- **What the task requires**
Scan the records for the word "migrations". Return each line where it is found.

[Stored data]

┌────────

PR #2756, opened 2025-03-11
Add stake store and load methods to `SequencerPersistance`

tbro:
Closes #<ISSUE_NUMBER>

Add methods to `SequencerPersistance` to store and load stake table.

### DIFF
--- a/sequencer/api/migrations/sqlite/V302__epoch_drb_and_root.sql
+++ b/sequencer/api/migrations/sqlite/V302__epoch_drb_and_root.sql
@@ -2,4 +2,5 @@ CREATE TABLE epoch_drb_and_root (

└────────

- **Answer to this exercise**
--- a/sequencer/api/migrations/sqlite/V302__epoch_drb_and_root.sql
+++ b/sequencer/api/migrations/sqlite/V302__epoch_drb_and_root.sql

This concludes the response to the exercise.